Find the line containing "[client-workflows] Remove duplicate" in the entries below. Restate it and each line after it, word for word, up to and including the line containing "-3,21 +3,6 @@".
*** Records supplied ***
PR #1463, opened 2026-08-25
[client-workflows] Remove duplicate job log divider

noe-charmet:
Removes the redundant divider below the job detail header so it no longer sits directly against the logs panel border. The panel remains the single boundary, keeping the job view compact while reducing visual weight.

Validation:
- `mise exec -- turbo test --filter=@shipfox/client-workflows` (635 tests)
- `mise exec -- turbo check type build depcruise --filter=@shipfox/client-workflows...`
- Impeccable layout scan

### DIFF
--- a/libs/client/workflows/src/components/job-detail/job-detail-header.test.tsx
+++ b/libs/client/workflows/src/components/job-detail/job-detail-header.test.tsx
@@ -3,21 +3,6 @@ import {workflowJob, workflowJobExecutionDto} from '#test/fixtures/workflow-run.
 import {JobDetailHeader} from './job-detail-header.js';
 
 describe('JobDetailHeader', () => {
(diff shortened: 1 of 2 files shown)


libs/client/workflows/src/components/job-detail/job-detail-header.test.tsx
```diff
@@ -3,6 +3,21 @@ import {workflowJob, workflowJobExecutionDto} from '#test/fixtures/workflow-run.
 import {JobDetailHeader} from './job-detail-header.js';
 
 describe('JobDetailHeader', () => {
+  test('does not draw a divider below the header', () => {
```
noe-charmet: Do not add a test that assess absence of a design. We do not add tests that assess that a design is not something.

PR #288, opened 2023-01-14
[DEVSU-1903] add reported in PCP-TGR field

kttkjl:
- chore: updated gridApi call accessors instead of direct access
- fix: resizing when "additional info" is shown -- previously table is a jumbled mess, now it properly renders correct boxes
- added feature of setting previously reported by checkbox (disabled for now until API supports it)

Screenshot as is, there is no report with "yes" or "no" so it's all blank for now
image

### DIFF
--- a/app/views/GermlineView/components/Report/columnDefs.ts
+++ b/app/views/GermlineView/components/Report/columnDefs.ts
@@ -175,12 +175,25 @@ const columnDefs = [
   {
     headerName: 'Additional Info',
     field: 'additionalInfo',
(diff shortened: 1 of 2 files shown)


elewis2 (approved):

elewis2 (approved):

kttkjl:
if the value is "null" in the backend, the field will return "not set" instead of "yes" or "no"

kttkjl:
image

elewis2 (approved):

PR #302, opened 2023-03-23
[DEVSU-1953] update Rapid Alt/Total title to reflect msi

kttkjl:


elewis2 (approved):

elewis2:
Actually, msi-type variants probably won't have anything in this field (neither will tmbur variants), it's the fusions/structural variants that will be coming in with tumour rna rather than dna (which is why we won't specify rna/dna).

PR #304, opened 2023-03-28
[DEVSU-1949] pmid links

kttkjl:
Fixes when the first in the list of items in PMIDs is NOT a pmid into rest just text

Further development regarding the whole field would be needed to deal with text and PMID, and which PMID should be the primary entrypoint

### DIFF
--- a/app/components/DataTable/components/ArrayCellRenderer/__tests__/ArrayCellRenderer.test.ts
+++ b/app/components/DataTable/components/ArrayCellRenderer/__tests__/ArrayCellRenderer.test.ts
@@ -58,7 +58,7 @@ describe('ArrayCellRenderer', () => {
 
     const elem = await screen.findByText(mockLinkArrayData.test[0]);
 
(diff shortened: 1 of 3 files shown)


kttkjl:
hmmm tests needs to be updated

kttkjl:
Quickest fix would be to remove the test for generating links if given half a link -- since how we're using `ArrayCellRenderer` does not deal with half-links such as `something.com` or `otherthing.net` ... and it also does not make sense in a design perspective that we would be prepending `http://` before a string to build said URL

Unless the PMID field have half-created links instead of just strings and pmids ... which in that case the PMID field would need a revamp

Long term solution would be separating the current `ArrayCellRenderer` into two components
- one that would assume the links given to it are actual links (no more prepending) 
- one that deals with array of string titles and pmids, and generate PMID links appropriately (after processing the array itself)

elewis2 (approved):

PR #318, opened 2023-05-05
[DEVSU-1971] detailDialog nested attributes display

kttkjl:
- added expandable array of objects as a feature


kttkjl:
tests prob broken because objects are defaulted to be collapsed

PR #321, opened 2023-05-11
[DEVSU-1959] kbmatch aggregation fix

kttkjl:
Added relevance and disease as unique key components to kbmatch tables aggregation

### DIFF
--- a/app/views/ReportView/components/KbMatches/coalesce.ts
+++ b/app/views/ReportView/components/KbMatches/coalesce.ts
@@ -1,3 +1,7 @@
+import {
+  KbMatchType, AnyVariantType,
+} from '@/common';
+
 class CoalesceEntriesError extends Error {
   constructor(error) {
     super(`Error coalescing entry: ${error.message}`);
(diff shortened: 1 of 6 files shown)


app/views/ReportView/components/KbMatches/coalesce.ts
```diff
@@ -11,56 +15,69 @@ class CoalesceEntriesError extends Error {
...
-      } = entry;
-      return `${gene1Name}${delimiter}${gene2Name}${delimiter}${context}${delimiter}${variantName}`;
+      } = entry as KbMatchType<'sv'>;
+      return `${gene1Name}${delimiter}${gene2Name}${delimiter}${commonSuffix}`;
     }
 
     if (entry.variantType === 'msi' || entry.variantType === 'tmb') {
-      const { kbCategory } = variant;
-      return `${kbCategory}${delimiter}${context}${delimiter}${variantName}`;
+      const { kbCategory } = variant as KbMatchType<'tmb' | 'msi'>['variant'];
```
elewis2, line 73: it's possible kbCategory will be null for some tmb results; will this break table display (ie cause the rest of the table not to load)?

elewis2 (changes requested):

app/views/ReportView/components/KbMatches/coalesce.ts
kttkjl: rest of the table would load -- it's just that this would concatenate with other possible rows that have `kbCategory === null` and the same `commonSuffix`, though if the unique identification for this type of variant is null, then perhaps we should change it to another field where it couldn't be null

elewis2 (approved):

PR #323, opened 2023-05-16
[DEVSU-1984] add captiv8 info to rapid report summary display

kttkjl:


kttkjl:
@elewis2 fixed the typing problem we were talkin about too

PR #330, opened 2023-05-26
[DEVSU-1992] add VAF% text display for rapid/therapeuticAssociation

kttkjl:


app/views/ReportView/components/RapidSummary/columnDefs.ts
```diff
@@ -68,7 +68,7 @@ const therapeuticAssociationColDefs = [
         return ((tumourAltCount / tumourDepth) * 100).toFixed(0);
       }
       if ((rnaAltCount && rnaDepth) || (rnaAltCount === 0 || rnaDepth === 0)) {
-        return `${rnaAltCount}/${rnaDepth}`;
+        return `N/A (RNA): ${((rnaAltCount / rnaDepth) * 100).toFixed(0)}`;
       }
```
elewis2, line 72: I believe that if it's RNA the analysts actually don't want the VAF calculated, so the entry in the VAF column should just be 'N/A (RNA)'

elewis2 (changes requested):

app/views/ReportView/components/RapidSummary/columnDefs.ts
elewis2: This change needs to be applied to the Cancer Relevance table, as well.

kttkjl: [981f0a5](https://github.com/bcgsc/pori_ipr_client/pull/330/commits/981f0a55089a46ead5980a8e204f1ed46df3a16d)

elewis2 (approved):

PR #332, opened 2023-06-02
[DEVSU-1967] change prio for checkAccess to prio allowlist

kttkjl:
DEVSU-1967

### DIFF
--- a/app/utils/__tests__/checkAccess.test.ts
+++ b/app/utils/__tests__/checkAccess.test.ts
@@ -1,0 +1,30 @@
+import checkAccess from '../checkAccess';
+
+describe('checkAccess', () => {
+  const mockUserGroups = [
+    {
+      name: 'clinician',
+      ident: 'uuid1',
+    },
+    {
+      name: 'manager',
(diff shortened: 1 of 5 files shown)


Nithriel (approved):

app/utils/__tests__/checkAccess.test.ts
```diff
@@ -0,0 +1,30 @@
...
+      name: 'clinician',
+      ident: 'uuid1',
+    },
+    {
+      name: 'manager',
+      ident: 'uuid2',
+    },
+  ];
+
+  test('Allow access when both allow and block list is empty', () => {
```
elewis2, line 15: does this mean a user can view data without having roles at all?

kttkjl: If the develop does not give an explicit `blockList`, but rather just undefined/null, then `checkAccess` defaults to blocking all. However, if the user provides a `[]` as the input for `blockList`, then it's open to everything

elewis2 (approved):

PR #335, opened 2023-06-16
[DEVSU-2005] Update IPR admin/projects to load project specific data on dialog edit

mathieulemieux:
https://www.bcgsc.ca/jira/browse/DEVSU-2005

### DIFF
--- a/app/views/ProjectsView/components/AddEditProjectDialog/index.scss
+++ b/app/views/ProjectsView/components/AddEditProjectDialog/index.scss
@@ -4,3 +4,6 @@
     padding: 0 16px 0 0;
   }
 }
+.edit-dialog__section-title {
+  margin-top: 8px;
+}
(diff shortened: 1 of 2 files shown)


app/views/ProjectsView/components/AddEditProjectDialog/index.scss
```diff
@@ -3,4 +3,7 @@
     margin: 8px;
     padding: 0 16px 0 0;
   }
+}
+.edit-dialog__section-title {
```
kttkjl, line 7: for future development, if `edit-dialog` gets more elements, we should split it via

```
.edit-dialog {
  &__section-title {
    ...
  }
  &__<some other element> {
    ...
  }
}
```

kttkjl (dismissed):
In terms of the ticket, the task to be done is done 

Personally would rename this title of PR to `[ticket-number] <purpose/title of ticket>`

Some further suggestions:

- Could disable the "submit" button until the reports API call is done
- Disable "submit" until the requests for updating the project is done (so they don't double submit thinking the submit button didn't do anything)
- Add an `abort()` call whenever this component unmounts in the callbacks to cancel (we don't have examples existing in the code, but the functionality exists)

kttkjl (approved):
*** End of Records supplied ***
*** Records supplied ***
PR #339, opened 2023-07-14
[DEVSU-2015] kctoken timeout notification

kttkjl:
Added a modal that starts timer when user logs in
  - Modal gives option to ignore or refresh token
*** End of Records supplied ***
*** Records supplied ***
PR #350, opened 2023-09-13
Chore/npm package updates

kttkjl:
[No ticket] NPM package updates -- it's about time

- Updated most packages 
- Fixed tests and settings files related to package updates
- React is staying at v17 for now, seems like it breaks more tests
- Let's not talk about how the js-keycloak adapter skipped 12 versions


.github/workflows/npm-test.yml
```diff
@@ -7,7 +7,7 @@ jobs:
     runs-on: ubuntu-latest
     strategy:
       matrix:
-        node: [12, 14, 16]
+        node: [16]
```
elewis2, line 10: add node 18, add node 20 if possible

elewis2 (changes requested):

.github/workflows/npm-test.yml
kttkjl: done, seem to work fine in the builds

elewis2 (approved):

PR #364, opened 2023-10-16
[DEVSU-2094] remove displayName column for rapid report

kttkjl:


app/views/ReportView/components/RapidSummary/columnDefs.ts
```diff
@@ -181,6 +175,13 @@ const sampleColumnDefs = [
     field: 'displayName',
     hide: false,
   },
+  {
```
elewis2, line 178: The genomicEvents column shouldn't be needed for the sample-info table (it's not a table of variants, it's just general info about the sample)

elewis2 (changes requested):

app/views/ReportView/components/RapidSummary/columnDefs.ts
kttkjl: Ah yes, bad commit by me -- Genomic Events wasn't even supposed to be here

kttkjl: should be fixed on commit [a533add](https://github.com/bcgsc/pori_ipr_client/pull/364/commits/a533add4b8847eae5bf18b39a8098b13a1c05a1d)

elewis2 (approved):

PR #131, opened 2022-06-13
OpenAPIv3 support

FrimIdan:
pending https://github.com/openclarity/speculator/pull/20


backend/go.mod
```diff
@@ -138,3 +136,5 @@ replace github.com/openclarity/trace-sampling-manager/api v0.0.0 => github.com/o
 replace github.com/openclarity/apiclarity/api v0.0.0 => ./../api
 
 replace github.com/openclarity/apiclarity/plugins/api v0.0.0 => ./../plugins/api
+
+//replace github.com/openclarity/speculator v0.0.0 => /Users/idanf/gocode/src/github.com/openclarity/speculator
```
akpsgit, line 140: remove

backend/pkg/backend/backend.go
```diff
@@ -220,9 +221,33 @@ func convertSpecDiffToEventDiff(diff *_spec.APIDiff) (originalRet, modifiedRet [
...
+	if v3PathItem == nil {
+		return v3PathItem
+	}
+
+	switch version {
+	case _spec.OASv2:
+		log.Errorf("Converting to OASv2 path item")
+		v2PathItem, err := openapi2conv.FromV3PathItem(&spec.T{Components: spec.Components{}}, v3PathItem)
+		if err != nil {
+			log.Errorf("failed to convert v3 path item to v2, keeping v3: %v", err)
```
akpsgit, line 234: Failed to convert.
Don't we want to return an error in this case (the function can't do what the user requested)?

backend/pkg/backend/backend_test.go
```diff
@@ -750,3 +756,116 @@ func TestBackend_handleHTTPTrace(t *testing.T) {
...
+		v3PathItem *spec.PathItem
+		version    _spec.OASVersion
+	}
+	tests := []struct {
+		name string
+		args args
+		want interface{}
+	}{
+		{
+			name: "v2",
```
*** End of Records supplied ***
→ Response area:
[client-workflows] Remove duplicate job log divider

noe-charmet:
Removes the redundant divider below the job detail header so it no longer sits directly against the logs panel border. The panel remains the single boundary, keeping the job view compact while reducing visual weight.

Validation:
- `mise exec -- turbo test --filter=@shipfox/client-workflows` (635 tests)
- `mise exec -- turbo check type build depcruise --filter=@shipfox/client-workflows...`
- Impeccable layout scan

### DIFF
--- a/libs/client/workflows/src/components/job-detail/job-detail-header.test.tsx
+++ b/libs/client/workflows/src/components/job-detail/job-detail-header.test.tsx
@@ -3,21 +3,6 @@ import {workflowJob, workflowJobExecutionDto} from '#test/fixtures/workflow-run.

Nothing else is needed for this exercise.